*** RECORDS FOR THIS EXERCISE

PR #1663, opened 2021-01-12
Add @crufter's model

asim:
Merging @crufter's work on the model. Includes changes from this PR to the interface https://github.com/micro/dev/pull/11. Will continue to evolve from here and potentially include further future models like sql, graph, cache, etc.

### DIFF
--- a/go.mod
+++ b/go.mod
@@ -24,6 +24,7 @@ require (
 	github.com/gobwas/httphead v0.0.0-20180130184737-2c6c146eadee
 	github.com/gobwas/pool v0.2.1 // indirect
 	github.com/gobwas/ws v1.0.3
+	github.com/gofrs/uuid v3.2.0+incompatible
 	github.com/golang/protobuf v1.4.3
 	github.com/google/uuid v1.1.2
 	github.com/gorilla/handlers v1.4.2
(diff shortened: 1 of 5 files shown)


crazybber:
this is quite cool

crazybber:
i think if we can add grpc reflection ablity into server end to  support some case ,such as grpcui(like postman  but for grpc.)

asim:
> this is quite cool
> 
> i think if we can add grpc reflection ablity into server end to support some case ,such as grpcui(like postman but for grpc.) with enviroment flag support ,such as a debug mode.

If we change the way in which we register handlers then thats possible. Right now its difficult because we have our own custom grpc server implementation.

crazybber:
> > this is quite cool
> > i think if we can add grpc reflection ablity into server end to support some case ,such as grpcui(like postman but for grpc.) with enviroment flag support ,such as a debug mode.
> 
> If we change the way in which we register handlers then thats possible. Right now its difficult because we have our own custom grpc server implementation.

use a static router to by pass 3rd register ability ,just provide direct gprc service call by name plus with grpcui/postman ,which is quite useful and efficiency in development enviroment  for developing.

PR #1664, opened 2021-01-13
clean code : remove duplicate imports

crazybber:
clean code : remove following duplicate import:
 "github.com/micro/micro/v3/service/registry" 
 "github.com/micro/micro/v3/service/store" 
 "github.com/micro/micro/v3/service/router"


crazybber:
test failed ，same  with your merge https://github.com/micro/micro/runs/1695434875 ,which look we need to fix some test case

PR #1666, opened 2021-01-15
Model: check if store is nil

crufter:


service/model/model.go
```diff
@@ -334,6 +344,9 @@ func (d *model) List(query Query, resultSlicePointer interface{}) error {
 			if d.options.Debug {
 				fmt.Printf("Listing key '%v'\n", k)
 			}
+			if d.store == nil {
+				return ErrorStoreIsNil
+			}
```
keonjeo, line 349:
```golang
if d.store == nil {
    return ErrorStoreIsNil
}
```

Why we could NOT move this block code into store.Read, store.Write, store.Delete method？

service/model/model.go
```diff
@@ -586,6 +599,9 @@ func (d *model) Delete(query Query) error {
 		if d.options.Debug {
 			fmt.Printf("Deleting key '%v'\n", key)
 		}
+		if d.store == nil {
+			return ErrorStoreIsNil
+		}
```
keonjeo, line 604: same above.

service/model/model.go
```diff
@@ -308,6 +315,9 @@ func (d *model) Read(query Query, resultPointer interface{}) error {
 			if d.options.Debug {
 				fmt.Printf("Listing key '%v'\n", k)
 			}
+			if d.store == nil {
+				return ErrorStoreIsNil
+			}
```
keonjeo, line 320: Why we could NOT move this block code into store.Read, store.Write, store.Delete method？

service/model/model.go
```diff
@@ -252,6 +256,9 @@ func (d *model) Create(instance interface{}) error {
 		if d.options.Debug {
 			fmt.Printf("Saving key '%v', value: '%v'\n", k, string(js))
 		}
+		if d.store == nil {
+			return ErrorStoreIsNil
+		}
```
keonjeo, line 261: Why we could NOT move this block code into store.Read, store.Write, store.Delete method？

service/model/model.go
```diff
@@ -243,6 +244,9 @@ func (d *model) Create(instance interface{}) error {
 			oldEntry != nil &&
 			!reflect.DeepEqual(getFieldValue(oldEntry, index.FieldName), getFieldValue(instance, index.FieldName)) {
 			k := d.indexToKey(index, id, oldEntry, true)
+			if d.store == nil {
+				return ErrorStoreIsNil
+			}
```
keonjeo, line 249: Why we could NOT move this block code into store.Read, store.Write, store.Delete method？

******
*** RECORDS FOR THIS EXERCISE

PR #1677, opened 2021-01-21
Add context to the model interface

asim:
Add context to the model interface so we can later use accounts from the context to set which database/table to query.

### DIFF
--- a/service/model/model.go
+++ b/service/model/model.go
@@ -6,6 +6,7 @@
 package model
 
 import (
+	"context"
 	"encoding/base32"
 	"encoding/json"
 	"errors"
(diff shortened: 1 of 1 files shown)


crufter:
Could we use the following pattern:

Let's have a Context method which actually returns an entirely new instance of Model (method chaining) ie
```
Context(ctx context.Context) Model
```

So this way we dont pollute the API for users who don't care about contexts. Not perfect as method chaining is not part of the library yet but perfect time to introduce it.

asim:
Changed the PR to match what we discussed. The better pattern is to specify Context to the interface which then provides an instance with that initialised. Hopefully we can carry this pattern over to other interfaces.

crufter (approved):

******

- TASK DESCRIPTION: Return every line above where "flag" appears.

- ANSWER SECTION:
> i think if we can add grpc reflection ablity into server end to support some case ,such as grpcui(like postman but for grpc.) with enviroment flag support ,such as a debug mode.
> > i think if we can add grpc reflection ablity into server end to support some case ,such as grpcui(like postman but for grpc.) with enviroment flag support ,such as a debug mode.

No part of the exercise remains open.